[Data items]
^^^^^^^^^^^^^^^^

PR #354, opened 2023-01-06
feat(search): support pagination, copy updates, cancel search

cyndichin:
## Summary
This PR consist of work related to 3 tickets:
* Support pagination for online search results
* Copy updates for Search Flow
* User can cancel searching

## References 
IN-993, IN-1089, IN-968

## Implementation Details
Small changes in terms of updating string values for the various empty states, modify pagesize constant to use `30` or `50` depending on device size and clear search field when user cancels search.

## Test Steps
- [ ] We should request the same number of search results per page, as we do list items. 
[ ] For small devices, like phone, this should be 30 items per page. 
[ ] For large devices, like iPads, this should be 50 items per page. 
- [ ] Verify copy updates for search flow
- [ ] WHEN search is active
AND the user taps the cancel button
THEN the search experience is closed
AND the user is returned to where they were before activating search (e.g., saved or archived)
AND any active searches are cancelled

## PR Checklist:
- [x] Added Unit / UI tests
- [x] Basic Self QA

### DIFF
--- a/PocketKit/Sources/PocketKit/MyList/SavesContainerViewController.swift
+++ b/PocketKit/Sources/PocketKit/MyList/SavesContainerViewController.swift
@@ -128,7 +128,7 @@ class SavesContainerViewController: UIViewController, UISearchBarDelegate {
         }
         navigationItem.searchController?.showsSearchResultsController = true
 
-        searchViewModel.$searchText.sink { searchText in
+        searchViewModel.$searchText.dropFirst().sink { searchText in
             self.updateSearchBar(searchText: searchText)
         }.store(in: &subscriptions)
     }
@@ -158,6 +158,7 @@ class SavesContainerViewController: UIViewController, UISearchBarDelegate {
     func searchBarCancelButtonClicked(_ searchBar: UISearchBar) {
         searchViewModel.clear()
         searchViewModel.clearCache()
+        searchBar.text = nil
     }
 
     func updateSearchScope() {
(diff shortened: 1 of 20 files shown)


PocketKit/Sources/PocketKit/MyList/SavesContainerViewController.swift
```diff
@@ -128,7 +128,7 @@ class SavesContainerViewController: UIViewController, UISearchBarDelegate {
         }
         navigationItem.searchController?.showsSearchResultsController = true
 
-        searchViewModel.$searchText.sink { searchText in
+        searchViewModel.$searchText.dropFirst().sink { searchText in
```
dskuza, line 131: Clarification, please! Is this because `$searchText` is getting published the first time it's subscribed to, which is kind of unnecessary (since it's an empty string)?

dskuza (commented):
@cyndichin specifically for this mention in the PR description:

> Support pagination for online search results

Is this simply an update to a constant value? There's nothing code-wise that really adds support for pagination, if I'm reading correctly.

PocketKit/Sources/PocketKit/MyList/SavesContainerViewController.swift
cyndichin: when 

> @cyndichin specifically for this mention in the PR description:
> 
> > Support pagination for online search results
> 
> Is this simply an update to a constant value? There's nothing code-wise that really adds support for pagination, if I'm reading correctly.

yes, the constant modifies the pagination input, which was already implemented in previous online search work


```
var shouldFetchNextPage = true
var items: [SearchSavedItemParts] = []
var pagination = PaginationInput(first: GraphQLNullable<Int>(integerLiteral: Constants.pageSize))

 while shouldFetchNextPage {
            let filter = getSearchFilter(with: scope)
            let query = SearchSavedItemsQuery(term: term, pagination: .init(pagination), filter: .some(filter))
            let result = try await apollo.fetch(query: query)
            result.data?.user?.searchSavedItems?.edges.forEach { edge in
                items.append(edge.node.savedItem.fragments.searchSavedItemParts)
            }
            if let pageInfo = result.data?.user?.searchSavedItems?.pageInfo {
                pagination.after = pageInfo.endCursor ?? .none
                shouldFetchNextPage = pageInfo.hasNextPage
            } else {
                shouldFetchNextPage = false
            }
            _results = items
        }
```

PR #355, opened 2023-01-09
ci(tests): fix for saving tags test

audie1:
## Summary
I'd like to rewrite some of the test_addTagsToItemFromSaves_savesNewTags() test in AddTagsItemTests

Currently, it doesn't quite function correctly, because the tag name is typically not entered correctly by the simulator keyboard, so only the stored value is checked, which doesn't account for the new tag name being added successfully
I'm going to figure out a solution and check the new tag name on the Saves screen, after the add tags modal is dismissed to sharpen up this test a bit

## Implementation Details
Basically I'm deleting the extra character that the simulator keyboard adds after the field is tapped, then choosing a random Int to use as a temp test tag name, which is checked after it's entered as a solution.

## PR Checklist:
- [ ] Added Unit / UI tests
- [ ] Basic Self QA

## Screenshots
Pocket — AddTagsItemTests swift 2023-01-09 09-55-11

### DIFF
--- a/Tests iOS/AddTagsItemTests.swift
+++ b/Tests iOS/AddTagsItemTests.swift
@@ -55,10 +55,13 @@ class AddTagsItemTests: XCTestCase {
         let addTagsView = app.addTagsView.wait()
         addTagsView.wait()
         addTagsView.newTagTextField.tap()
-        addTagsView.newTagTextField.typeText("Tag 1")
+        addTagsView.newTagTextField.typeText(XCUIKeyboardKey.delete.rawValue)
+        let randomInt = Int.random(in: 1..<155)
+        let tagInt = String(randomInt)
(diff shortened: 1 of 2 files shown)


Tests iOS/AddTagsItemTests.swift
```diff
@@ -55,10 +55,13 @@ class AddTagsItemTests: XCTestCase {
         let addTagsView = app.addTagsView.wait()
         addTagsView.wait()
         addTagsView.newTagTextField.tap()
-        addTagsView.newTagTextField.typeText("Tag 1")
+        addTagsView.newTagTextField.typeText(XCUIKeyboardKey.delete.rawValue)
```
cyndichin, line 58: FYI - test still pass after deleting this line for me, so not sure if we need to have, but I'm okay with keeping it in as well!

PR #358, opened 2023-01-12
fix(search): fix caching issues with switching scopes

cyndichin:
## Summary
Fix issue where switching search scopes too quickly causes wrong results due to caching the results for the wrong scope

## References 
IN-1127

## Implementation Details
Previously, we were using two types of search (online, local) with one cache. We learned that this was a data issue in terms of how we were setting cached results and updating search results. From the meeting, we decided it was best to follow the [SOLID principles](https://www.freecodecamp.org/news/solid-principles-explained-in-plain-english/) and create four different instances that act as containers for the 4 search types (local saves, online saves, online archive, online all items). Each container will have its own cache and this will avoid the issue of having results from one scope appear in another. Overall, this decouples each scope from one another.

^^^^^^^^^^^^^^^^

WHAT YOU SHOULD DO:
From the first line of the entries above to the line with "-158,6 +158,7 @@", please return every line exactly, keeping both ends.

RESPONSE TO THIS EXERCISE:
PR #354, opened 2023-01-06
feat(search): support pagination, copy updates, cancel search

cyndichin:
## Summary
This PR consist of work related to 3 tickets:
* Support pagination for online search results
* Copy updates for Search Flow
* User can cancel searching

## References 
IN-993, IN-1089, IN-968

## Implementation Details
Small changes in terms of updating string values for the various empty states, modify pagesize constant to use `30` or `50` depending on device size and clear search field when user cancels search.

## Test Steps
- [ ] We should request the same number of search results per page, as we do list items. 
[ ] For small devices, like phone, this should be 30 items per page. 
[ ] For large devices, like iPads, this should be 50 items per page. 
- [ ] Verify copy updates for search flow
- [ ] WHEN search is active
AND the user taps the cancel button
THEN the search experience is closed
AND the user is returned to where they were before activating search (e.g., saved or archived)
AND any active searches are cancelled

## PR Checklist:
- [x] Added Unit / UI tests
- [x] Basic Self QA

### DIFF
--- a/PocketKit/Sources/PocketKit/MyList/SavesContainerViewController.swift
+++ b/PocketKit/Sources/PocketKit/MyList/SavesContainerViewController.swift
@@ -128,7 +128,7 @@ class SavesContainerViewController: UIViewController, UISearchBarDelegate {
         }
         navigationItem.searchController?.showsSearchResultsController = true
 
-        searchViewModel.$searchText.sink { searchText in
+        searchViewModel.$searchText.dropFirst().sink { searchText in
             self.updateSearchBar(searchText: searchText)
         }.store(in: &subscriptions)
     }
@@ -158,6 +158,7 @@ class SavesContainerViewController: UIViewController, UISearchBarDelegate {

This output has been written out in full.